Since the end of Prohibition, states have traditionally dealt with the issue of Alcoholic Beverage Control (“ABC”) laws in one of two ways, either through full state regulation of the sale of alcohol or through a three-tier system of production, distribution and sale. With the abuses of the industry fresh in their minds, policymakers after Prohibition set about finding ways to keep alcohol from becoming a societal problem through careful regulation. In Kentucky, the three-tier system is paramount, and that principle has been consistently affirmed by key court cases and legislation. These materials will provide an overview of the three-tier system in Kentucky with discussions of relevant cases and legislative changes.
II. The Three-Tier System
a.
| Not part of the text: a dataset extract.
PR #5371, opened 2020-08-07
feat(ToggleButtonGroup): Add vertical option

eisnstein:
I am using react-bootstrap in a React/TypeScript project and after upgrading from 1.0.1 to 1.3.0 TypeScript tells me, that "Property 'vertical' does not exist on..." on the `ToggleButtonGroup` component.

What it is
i. The three-tier system divides the alcoholic beverage industry into three distinct segments, each restricted to a particular service:
1. Producers - brewers/distillers
ii. The three-tier regulatory system is based on an understanding that vertical integration in the industry (brewers/distillers owning distributors and retailers) could create entities so incredibly powerful that they could effectively beyond the influence of alcohol regulation. One of the side effects of this power would be to erode ABC laws and consistently push for deregulation.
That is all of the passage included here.